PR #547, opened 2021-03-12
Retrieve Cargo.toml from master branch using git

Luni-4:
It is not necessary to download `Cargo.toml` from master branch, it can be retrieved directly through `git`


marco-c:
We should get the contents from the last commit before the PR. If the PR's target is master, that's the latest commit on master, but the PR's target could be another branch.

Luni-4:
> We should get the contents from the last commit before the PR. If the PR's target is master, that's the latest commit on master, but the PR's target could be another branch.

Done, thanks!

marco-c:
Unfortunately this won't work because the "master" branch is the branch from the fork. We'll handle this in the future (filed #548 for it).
------------------------------------------------
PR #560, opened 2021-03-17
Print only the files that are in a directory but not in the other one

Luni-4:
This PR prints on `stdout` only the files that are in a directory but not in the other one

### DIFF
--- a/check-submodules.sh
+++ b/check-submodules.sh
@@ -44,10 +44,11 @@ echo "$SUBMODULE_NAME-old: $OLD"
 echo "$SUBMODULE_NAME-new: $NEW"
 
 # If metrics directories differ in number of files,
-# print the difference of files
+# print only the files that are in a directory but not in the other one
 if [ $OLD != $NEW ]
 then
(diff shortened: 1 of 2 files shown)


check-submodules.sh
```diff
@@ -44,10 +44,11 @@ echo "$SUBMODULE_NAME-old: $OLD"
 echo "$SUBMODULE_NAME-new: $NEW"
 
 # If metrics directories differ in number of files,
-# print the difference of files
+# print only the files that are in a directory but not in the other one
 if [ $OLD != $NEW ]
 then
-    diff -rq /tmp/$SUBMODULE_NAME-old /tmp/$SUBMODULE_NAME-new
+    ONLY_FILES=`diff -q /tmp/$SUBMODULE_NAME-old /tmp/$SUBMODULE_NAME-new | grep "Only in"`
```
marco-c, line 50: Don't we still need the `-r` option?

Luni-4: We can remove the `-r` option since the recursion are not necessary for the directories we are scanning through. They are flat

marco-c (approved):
------------------------------------------------
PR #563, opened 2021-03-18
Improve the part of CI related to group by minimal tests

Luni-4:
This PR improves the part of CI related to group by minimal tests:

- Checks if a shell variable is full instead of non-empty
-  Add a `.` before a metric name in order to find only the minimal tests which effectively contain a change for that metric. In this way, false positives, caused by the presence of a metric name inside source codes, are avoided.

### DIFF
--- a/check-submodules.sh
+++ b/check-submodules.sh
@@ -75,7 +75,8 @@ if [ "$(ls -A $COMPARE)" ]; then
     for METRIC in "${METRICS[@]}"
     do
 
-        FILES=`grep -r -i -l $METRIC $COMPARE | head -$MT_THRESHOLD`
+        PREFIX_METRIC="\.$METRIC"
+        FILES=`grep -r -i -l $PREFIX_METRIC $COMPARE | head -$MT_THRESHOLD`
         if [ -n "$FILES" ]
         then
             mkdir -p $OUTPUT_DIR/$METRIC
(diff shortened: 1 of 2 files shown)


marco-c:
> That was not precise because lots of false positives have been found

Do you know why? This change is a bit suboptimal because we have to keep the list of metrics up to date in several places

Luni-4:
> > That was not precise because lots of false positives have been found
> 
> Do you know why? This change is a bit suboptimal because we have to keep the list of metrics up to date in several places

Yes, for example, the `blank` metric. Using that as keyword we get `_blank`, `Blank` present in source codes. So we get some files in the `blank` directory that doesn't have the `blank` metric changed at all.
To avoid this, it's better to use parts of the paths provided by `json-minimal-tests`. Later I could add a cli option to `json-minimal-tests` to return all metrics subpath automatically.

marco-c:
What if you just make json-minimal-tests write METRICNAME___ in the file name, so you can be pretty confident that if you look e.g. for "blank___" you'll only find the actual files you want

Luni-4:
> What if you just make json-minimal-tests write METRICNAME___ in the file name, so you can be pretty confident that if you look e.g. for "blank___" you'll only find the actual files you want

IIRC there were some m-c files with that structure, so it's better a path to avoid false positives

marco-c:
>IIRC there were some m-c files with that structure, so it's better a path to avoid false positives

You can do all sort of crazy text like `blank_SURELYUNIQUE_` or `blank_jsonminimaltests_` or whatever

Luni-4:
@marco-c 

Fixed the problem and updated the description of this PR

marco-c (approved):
------------------------------------------------
**Your objective:** Please report, as a bare number, how many lines of the data contain the word "places".

**Solution to the exercise:** 2